God’s Love vs. Culture’s Love: Unmasking 3 Dangerous Lies

By Austin Fruits
September 12, 2025
Overview
  1. Lie #1: Love is Just a Feeling
  2. Lie #2: Love is a Transaction (Utility)
  3. Lie #3: Love is Selfish Desire
  4. The Truth: What the Bible Says God's Love Is

Our culture is lovesick. Partly because we are created to love, and partly because the modern understanding of love is greatly distorted. Our media is filled with stories that shape our expectations of what love should be, and it’s not always for the better. We hope for love, try it out, and are often left feeling empty and dissatisfied.

In Scripture, we read that God is love and loves perfectly, but what happens when that is read through the lens of modern culture? Culture distorts love in 3 core ways: equating love with feeling, utility, and desire. Each of these concepts fails to capture what love truly is and leaves us longing for more.

Lie #1: Love is Just a Feeling

Some of the most powerful feelings one can have are encompassed in the phrase “falling in love.” But with the power of those emotions comes culture’s desire to romanticize love and mistake the feeling of love for what love is. To say love is only a feeling is to treat it as a temporary emotional experience—butterflies in the stomach or a “happily ever after.”

The Destructive Consequence

We all know feelings fade. To base love on feelings leads to instability as emotions shift and waver. If love is just a feeling, what happens when attraction fades or when hardship strikes? Does that mean we’ve simply “fallen out of love”? According to this understanding, when the spark dies, so does the relationship. This leads to instability, anxiety, and a restless pursuit of the next good feeling.

Lie #2: Love is a Transaction (Utility)

Love requires a choice, which is part of what makes it meaningful. An act of love displays the value of the one being chosen. But human beings are selfish, and sadly that choice is often manipulated for personal gain. Our consumer culture teaches us to view relationships as transactional. Love’s value only goes as far as its usefulness. This is witnessed when people hold love over someone’s head for manipulation or say, “I won’t love you unless…”.

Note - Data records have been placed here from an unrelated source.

PR #620, opened 2024-10-29
[3.x] Implement PHPStan level 1

Jade-GG:


indykoning (dismissed):

royduin:
Can we skip the docblocks?

Jade-GG:
> Can we skip the docblocks?

We can't skip these without either getting rid of phpstan entirely, or having a ton of different ignores.

Jade-GG:
> Can we skip the docblocks?

Done :)

royduin:
Thanks!! 💯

The Destructive Consequence

This conditional, utilitarian love leads to fear, insecurity, and unhealthy performance-based acceptance. At its core, it reduces people to tools that only have instrumental value. We long to be loved for who we are, not what we can provide. This transactional approach feels more like captivity than freedom.

Lie #3: Love is Selfish Desire

Love partly consists of desire, but far too often, love is reduced only to desire. Our culture, hypersexualized by pornography and hookups, often equates lust with love. This is to say that love is simply the desire for something. If I desire it, if I want it, then I love it.

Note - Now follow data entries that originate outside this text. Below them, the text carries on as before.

PR #307, opened 2023-08-02
Improve frontend

JimmyHoenderdaal:

PR #622, opened 2024-10-30
Color names refactor

royduin:
Currently we've already 3 PR's about this:

- https://github.com/rapidez/core/pull/580
- https://github.com/rapidez/core/pull/592
- https://github.com/rapidez/core/pull/593

Hereby option 4 🚀 

The current colors:
```js
neutral: 'rgb(var(--neutral) / <alpha-value>)', // Default text color
inactive: 'rgb(var(--inactive) / <alpha-value>)', // Inactive text color
highlight: 'rgb(var(--highlight) / <alpha-value>)', // Background highlight color
border: 'rgb(var(--border) / <alpha-value>)', // Border color
```

The comments imply where they're used for, but `bg-neutral` can also be found within the source despite the `Default text color` comment. Besides `border-border` which feels weird, `inactive` implying the element is inactive but it's used to "dim" a color and `bg-highlight` which isn't actually highlighting something. Time for a refresh.

---

Tailwind isn't providing any "opinionated" or "project specific" naming; they just provide the color utilities which they recommend, which is great but if you'd like to quickly change the whole look and feel of Rapidez even within packages you've to publish all views and do some search and replaces. We recommend against that as mentioned within the docs: https://docs.rapidez.io/2.x/theming.html#views

> It's recommended to only add the views you've changed into your source control for upgradability. To keep track of what you've changed in a view it's a good idea to add the unchanged version to version control before you make any changes.

Otherwise you've to check all the templates changes every update. No problem if you're building everything from scratch but if you only like to change some parts, it's a better approach to just publish what you'd to change.

---

So next chapter; what about other frameworks? Well... Bootstrap does provide some, see the [colors](https://getbootstrap.com/docs/5.3/customize/color/), [color utilities](https://getbootstrap.com/docs/5.3/utilities/colors/) and [border colors](https://getbootstrap.com/docs/5.3/utilities/borders/#color) for example. [UIkit text colors](https://getuikit.com/docs/text#text-color) and [some others](https://github.com/troxler/awesome-css-frameworks#general-purpose). But still nothing really convincing... until: [Github's Primer](https://primer.style/)!

---

So Primer? Yeah, check out these:
- [Color overview](https://primer.style/foundations/color/overview)
- [Base scales](https://primer.style/foundations/color/base-scales)
- [Token names](https://primer.style/foundations/primitives/token-names)

The "base scales" are provided by Tailwind and cover the "unclear" color names currently used for the background, border and text. Just pick a color palette. We just have to translate those to something clear; the "[functional category](https://primer.style/foundations/color/overview#design-token-categories)" for "[neutral colors](https://primer.style/foundations/color/overview#neutral-colors)". They split that into:

- [Foreground](https://primer.style/foundations/color/overview#foreground)
- [Background](https://primer.style/foundations/color/overview#background)
- [Border](https://primer.style/foundations/color/overview#border)
- [Shadow](https://primer.style/foundations/color/overview#shadow)

And on those neutral colors there are "[color modifiers](https://primer.style/foundations/primitives/token-names#color-modifiers)":
- `default`
- `muted`
- `emphasis`

Where `emphasis` can also be found in other frameworks like Bootstrap and UIkit.

Next to those neutral colors there are "[semantic colors](https://primer.style/foundations/color/overview#semantic-colors)", we already have the colors from Tailwind there; the state colors are currently only used with notifications so those colors are defined within the [/config/rapidez/fronted.php](https://github.com/rapidez/core/blob/954aa63942da3130f0d6a2623eba013196fb982a/config/rapidez/frontend.php#L74). Maybe something for later when those are more widely used. Furthermore we've `primary` and `secondary`. We could introduce one more here but more on that later.

---

We could translate this all into the Tailwind config with a CSS variable and a default color from Tailwind's gray palette;

```js
foreground: {
    emphasis: color('--foreground-emphasis', colors.gray[800]),
    DEFAULT: color('--foreground', colors.gray[700]),
    muted: color('--foreground-muted', colors.gray[500]),
},

border: {
    emphasis: color('--border-emphasis', colors.gray[500]),
    DEFAULT: color('--border', colors.gray[200]),
    muted: color('--border-muted', colors.gray[100]),
},

background: {
    emphasis: color('--background-emphasis', colors.gray[200]),
    DEFAULT: color('--background', colors.gray[100]),
    muted: color('--background-muted', colors.gray[50]),
},
```

Not sure yet if we need them all but it gives some standard, leaving the shadow out for now. With this you can use these colors on anything;
- `text-foreground`
- `text-foreground-emphasis`
- `bg-foreground`
etc

Where the last one feels odd. But how do we end up in situations where we're doing stuff like that? These variables are here to give you some system as a base. If you need another color somewhere like `bg-foreground`, don't use it as it doesn't make sense and when somebody is changing it this will lead to unexpected color changes. Use it where it's for.

What we could do is some sort of inverse / dark mode here so these colors invert. But are there currently situations where we need that?

---

Next topic; automatic colors:
```js
textColor: theme => theme('colors.foreground'),
borderColor: theme => ({
    default: theme('colors.border'),
    ...theme('colors.border'),
}),
backgroundColor: theme => theme('colors.background'),
```

With this part the defined colors will be used by default. So these will be generated and will have the default configured color:
- `text`
- `bg`
- `border`

Only `border` is a weird one as with Tailwind `border` only applies a width. The defaults colors are defined on `*` but there are situations where that's overwritten and you'd like to set the default color again; like with Tailwind Forms where the [border color is set on inputs](https://github.com/tailwindlabs/tailwindcss-forms/blob/781de1d732cfab7d11eaef31de5e0ade9084c7a9/src/index.js#L50). In that case you can use `border-default`.

---

Still there? Buttons... how should the default button look? Use the default background? `bg-inactive` => `bg`? Next to that you'll get primary, secondary, outline and maybe an enhanced like here: https://github.com/rapidez/blade-components/pull/1? Or should that be named remarkable or highlighted? That "color" is there for conversion elements like add to cart buttons, checkout, etc. Maybe add that with a default to the primary color? As the "enhanced" color isn't always the "primary". But currently we've a `secondary` color which isn't used anywhere? Maybe just use `secondary` for those?

---

Last thing; I don't like the RGB colors in the CSS variables. So I added a simple function in the Tailwind config:
```js
function color(variable, fallback) {
    return 'color-mix(in srgb, var('+variable+', '+fallback+') calc(100% * <alpha-value>), transparent)'
}
```
With this we can just use `color('--primary', '#2fbc85')` in the config and use HEX in the variables with still the possibility to [use opacity](https://tailwindcss.com/docs/text-color#changing-the-opacity). As backup we can also reference the Tailwind palette: `color('--primary-text', colors.white)`.


royduin:
It doesn't make much sense to have the colors in CSS from the core, so I moved them to `rapidez/rapidez`, see: https://github.com/rapidez/rapidez/pull/85. Already described this in the new v3 docs: https://docs.rapidez.io/3.x/theming.html#css

Jade-GG:
I'm having trouble seeing how this refactor would work in practice. Could you work out a small example on how, for example, an "enhanced" button inside of a little container with a background would look in practice?

To what degree would this refactor be a search-and-replace job with names in the frontend? From what I can tell we're splitting some colors up into different names even though they're the same color, so I can imagine it's a little more involved than that?

royduin:
If we like to go this way; the next step is to walk through the whole source and choose the right colors where the old color names are used.

royduin:
So the alternative suggested is:

- `neutral`
- `neutral-100`
- `neutral-110`
- `inactive`

Which translates into something like this:

```js
neutral: {
    110: colors.gray[800],
    DEFAULT: colors.gray[700],
    100: colors.gray[500],
},
inactive: colors.gray[300],
```

Where `neutral` is used as text color, so on the body you'll need: `text-neutral`. But we can also translate this to defaults with:
```js
textColor: theme => theme('colors.neutral'),
borderColor: theme => ({
    default: theme('colors.neutral.110'),
    ...theme('colors.neutral'),
}),
backgroundColor: theme => ({
    default: theme('colors.neutral.100'),
    ...theme('colors.neutral'),
}),
```

So you don't have to use "neutral" explicit; just use `bg`, `text` and `border` for the defaults. With this the example given above would become:
```blade
{{-- Or just "text" as it's the default with the config --}}
<body class="text-neutral">
    <div class="flex">
        <div class="w-2/3 bg border rounded p-3">
            <p>Lorem ipsum</p>
            
            {{-- or shorter with text-110, but 110 feels odd --}}
            <ul class="text-neutral-110">
                <li>USP</li>
                <li>USP</li>
                <li class="text-primary">USP</li>
            </ul>

            <button class="bg-secondary text-secondary-text">
                Call to action
            </button>

            {{-- or shorter with bg-110, but 110 feels odd --}}
            <div class="bg-neutral-110 border rounded p-3">
                Lorem ipsum
            </div>

            {{--
            So the default border is 110, so the "muted" version is the "default"? 
            And there is no muted, but we've inactive for that?
            And we could replace "border-neutral-110" with "border-default"
            --}}
            <input type="text" class="border border-neutral-110 focus:border-neutral disabled:border-inactive">
        </div>
        {{--
        There lighter version of the background is inactive?
        And there is no "emphasis" / "darker" border?
        --}}
        <div class="w-1/3 bg-inactive border border-?">
            <ul>
                <li><a href="#">Filter</a></li>
                {{-- Or we could write these shorter with text-... --}}
                <li><a href="#" class="text-neutral-100">Filter disabled</a></li>
                <li><a href="#" class="text-neutral-110">Filter active</a></li>
            </ul>
        </div>
    </div>
</body>
```

indykoning (dismissed):

Roene-JustBetter (approved):
✅ . Checked it locally: 
- Homepage
- Product overview
- Product detail
- Checkout

resources/views/product/overview.blade.php
```diff
@@ -52,7 +52,7 @@
         </div>
     </div>
     @if (App::providerIsLoaded('Rapidez\Reviews\ReviewsServiceProvider'))
-        <div class="my-5 py-8 bg-highlight min-h-[515px]">
+        <div class="my-5 py-8 bg-emphasis min-h-[515px]">
```
royduin, line 55:
```suggestion
        <div class="my-5 py-8 bg min-h-[515px]">
```

Roene-JustBetter (approved):

resources/views/components/radio.blade.php
```diff
@@ -1,6 +1,6 @@
 <label class="flex items-center">
-    <input type="radio" {{ $attributes->merge(['class' => 'focus:ring-neutral h-4 w-4 text-neutral border']) }}>
-    <div class="ml-2 text-gray-700">
+    <input type="radio" {{ $attributes->merge(['class' => 'focus:ring-border-default size-4 text border']) }}>
```
jordythevulder, line 2: ring-border-default?

resources/views/listing/partials/filter/boolean.blade.php
```diff
@@ -19,7 +19,10 @@ class="relative pb-4"
                         v-bind:checked="value[item.key]"
                         v-on:change="handleChange(item.key)"
                     >
-                        <div class="font-sans font-medium text-sm items-center flex text-inactive" :class="{'text-neutral': value[item.key] == true}">
+                        <div
+                            class="font-sans font-medium text-sm items-center flex"
+                            :class="value[item.key] ? 'text' : 'text-muted'"
```
jordythevulder, line 24: i see border-default but here i still see "text" do we use "-default" everywhere or do we use "border", "bg", "text"?

resources/views/product/overview.blade.php
```diff
@@ -25,13 +25,13 @@
...
                         <div class="border-t pt-5 text-lg font-bold">@lang('Description')</div>
-                        <div class="prose text-inactive" itemprop="description">
+                        <div class="prose text-muted" itemprop="description">
                             {!! $product->description !!}
                         </div>
                     </div>
                     <div>
                         <div class="mb-2 border-t pt-5 text-lg font-bold">@lang('Specifications')</div>
-                        <dl class="flex flex-col text-inactive [&>dd]:rounded [&>dd]:p-2 odd:[&>dd]:bg-highlight odd:[&>dd]:font-semibold odd:[&>dd]:text-neutral even:[&>dd]:pl-4">
+                        <dl class="flex flex-col text-muted [&>dd]:rounded [&>dd]:p-2 odd:[&>dd]:bg odd:[&>dd]:font-semibold odd:[&>dd]:text even:[&>dd]:pl-4">
```
jordythevulder, line 34: this can be *: since everything is a <dd

resources/views/components/radio.blade.php
royduin: This will be removed and https://github.com/rapidez/blade-components will be used, the files: https://github.com/rapidez/blade-components/tree/master/resources/views/components/input/radio, please check those; if anything needs to change it needs to change there.

resources/views/listing/partials/filter/boolean.blade.php
royduin: Just `border`, `bg` and `text` where ever you can. The `border-default` is only used to overwrite a border color (like with Tailwind Forms as mentioned in the PR description)

resources/views/product/overview.blade.php
royduin: A bit out of scope for this PR, but every improvement is welcome. Who want to PR this?

jordythevulder (approved):

resources/views/product/overview.blade.php
royduin: Seems like that happend here: https://github.com/rapidez/core/pull/307/files#diff-99969e2a5bbf40165a88c6e09d3d7644a5f2c99598dfca5fbe042d178542a5cf, could you fix that @JimmyHoenderdaal? It should stay a dl with dt's and dd's. Please double check the styling! Wrapping the dt+dd within a div is allowed as also used within the cart/checkout sidebar.

JimmyHoenderdaal: Internal ref: RAP-1041

JimmyHoenderdaal (approved):

royduin:
Shadow, outline and ring colors (#691)

royduin:
A follow up on this for shadow, outline and ring colors: https://github.com/rapidez/core/pull/691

Another distortion is to say love equals affirmation—that the only loving response is to affirm whatever someone chooses to do. Yet love without truth can affirm someone right into their own destruction.

The Destructive Consequence

Love as mere desire consumes rather than gives. It objectifies people, and though temporary cravings may be satisfied, it leaves a profound emptiness behind. Deep down, we long for intimacy and faithfulness—not to be consumed.

The Truth: What the Bible Says God’s Love Is

So how does Scripture shatter these distortions? In 1 John 4:8 we read, “God is love.” This does not mean God has loving feelings; it means love is His very being and character.

  • God’s Love is Unchanging: Unlike feelings, God’s love is not fickle because His character does not change (Malachi 3:6).
  • God’s Love is a Choice: In Ephesians 1:4-5, we read that God chooses us. Romans 5:8 says that while we were still sinners, Christ died for us. His love is not a transaction dependent on our actions; it is freely given because we are inherently valuable as his creation.
  • God’s Love is Sacrificial: My dad taught me, “love is an act of my will for the betterment of someone else, regardless of the cost.” Jesus states in John 15:13 that “greater love has no one than this: to lay down one’s life for one’s friend.”

While culture’s distorted love produces fragile and fleeting relationships, God’s love is true, faithful, freeing, and forever. Love is not simply what you feel, use, or want—it’s who God is, best represented by the Son of God dying on a cross for you.